Work instructions =>
Look through the listing below and write out exactly the lines from the line with "from image name" to the line with "Oh, whoops - thanks!", both included, and no others.

Information supplied =>
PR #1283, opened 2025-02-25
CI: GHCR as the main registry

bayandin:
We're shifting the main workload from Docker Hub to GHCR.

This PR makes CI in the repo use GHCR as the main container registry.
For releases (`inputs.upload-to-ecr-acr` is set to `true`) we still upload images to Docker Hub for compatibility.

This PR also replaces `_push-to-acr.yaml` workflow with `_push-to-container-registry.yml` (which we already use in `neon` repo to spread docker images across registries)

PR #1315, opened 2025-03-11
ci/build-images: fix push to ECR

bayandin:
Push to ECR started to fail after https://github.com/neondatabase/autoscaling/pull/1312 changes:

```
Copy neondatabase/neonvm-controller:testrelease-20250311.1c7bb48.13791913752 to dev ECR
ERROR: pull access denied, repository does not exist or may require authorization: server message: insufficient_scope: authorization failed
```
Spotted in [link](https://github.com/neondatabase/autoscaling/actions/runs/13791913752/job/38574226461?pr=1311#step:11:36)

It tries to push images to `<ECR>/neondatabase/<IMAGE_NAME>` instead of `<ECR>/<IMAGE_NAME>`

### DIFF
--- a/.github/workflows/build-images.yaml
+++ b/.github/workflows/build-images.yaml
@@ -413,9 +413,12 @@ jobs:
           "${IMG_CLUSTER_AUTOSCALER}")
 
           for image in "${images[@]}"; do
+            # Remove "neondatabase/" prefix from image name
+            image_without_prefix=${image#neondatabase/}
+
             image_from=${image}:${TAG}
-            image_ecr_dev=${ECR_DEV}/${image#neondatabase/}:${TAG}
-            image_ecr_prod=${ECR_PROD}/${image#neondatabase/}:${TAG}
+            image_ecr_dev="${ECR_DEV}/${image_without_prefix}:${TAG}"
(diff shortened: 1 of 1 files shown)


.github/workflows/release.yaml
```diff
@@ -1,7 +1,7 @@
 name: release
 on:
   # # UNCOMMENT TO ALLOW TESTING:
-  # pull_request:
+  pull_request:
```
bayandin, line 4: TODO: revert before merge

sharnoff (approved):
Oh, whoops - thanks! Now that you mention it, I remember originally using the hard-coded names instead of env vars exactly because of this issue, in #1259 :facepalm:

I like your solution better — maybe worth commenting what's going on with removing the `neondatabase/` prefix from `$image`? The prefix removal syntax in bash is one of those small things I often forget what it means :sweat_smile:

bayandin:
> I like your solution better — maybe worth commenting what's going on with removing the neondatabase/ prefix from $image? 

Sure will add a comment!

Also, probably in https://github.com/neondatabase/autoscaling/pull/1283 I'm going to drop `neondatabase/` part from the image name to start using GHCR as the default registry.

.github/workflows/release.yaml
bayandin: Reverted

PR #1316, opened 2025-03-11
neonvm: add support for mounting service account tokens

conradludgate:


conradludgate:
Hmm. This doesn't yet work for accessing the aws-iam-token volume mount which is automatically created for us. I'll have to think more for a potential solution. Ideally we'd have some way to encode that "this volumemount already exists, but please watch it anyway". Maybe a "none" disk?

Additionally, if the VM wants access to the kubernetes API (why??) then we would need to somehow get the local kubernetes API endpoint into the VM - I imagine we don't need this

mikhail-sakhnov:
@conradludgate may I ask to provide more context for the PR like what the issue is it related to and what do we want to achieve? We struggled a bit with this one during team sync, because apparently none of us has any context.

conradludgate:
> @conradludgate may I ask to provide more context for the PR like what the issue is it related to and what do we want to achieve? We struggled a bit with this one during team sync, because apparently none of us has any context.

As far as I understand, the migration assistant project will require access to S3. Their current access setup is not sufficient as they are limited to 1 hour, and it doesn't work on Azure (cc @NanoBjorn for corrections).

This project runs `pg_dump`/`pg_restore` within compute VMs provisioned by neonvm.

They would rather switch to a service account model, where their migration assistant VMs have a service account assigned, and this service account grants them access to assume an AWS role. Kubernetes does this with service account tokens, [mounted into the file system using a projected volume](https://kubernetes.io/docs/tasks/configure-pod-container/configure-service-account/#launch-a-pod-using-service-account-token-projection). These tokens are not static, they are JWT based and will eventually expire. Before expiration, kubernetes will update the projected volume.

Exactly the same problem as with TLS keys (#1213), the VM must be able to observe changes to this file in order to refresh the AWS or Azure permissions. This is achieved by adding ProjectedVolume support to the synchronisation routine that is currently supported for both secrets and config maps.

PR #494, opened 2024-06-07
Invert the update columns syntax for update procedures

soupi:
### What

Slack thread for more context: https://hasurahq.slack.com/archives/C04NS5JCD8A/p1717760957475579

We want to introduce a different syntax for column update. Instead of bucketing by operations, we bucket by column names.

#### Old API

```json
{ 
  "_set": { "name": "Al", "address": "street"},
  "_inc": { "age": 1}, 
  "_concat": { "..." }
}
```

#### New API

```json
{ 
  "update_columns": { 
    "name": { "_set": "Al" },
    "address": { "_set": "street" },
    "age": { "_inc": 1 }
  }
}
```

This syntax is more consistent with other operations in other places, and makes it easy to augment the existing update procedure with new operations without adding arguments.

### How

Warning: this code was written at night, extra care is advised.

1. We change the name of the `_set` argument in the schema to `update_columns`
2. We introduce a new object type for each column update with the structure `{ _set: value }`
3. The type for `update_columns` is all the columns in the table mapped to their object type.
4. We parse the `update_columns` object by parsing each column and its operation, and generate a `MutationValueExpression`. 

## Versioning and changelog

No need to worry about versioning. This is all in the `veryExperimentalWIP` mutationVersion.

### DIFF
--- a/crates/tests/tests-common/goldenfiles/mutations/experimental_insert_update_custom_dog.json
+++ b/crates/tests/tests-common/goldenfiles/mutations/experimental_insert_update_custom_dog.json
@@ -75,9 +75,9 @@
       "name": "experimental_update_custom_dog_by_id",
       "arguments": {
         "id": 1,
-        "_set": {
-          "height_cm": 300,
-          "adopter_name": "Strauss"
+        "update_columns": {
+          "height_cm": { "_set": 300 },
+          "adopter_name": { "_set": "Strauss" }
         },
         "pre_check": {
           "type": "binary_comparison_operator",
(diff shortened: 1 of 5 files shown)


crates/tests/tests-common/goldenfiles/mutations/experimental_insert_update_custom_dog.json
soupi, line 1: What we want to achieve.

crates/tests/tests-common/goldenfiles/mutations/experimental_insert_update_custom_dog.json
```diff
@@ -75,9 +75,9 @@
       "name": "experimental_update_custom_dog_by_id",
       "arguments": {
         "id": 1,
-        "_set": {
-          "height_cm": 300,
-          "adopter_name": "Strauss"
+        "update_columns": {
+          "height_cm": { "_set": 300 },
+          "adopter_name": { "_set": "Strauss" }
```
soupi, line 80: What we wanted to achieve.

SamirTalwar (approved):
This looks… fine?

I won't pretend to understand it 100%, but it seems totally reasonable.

Answer box =>
+            # Remove "neondatabase/" prefix from image name
+            image_without_prefix=${image#neondatabase/}
+
             image_from=${image}:${TAG}
-            image_ecr_dev=${ECR_DEV}/${image#neondatabase/}:${TAG}
-            image_ecr_prod=${ECR_PROD}/${image#neondatabase/}:${TAG}
+            image_ecr_dev="${ECR_DEV}/${image_without_prefix}:${TAG}"
(diff shortened: 1 of 1 files shown)


.github/workflows/release.yaml
```diff
@@ -1,7 +1,7 @@
 name: release
 on:
   # # UNCOMMENT TO ALLOW TESTING:
-  # pull_request:
+  pull_request:
```
bayandin, line 4: TODO: revert before merge

sharnoff (approved):
Oh, whoops - thanks! Now that you mention it, I remember originally using the hard-coded names instead of env vars exactly because of this issue, in #1259 :facepalm:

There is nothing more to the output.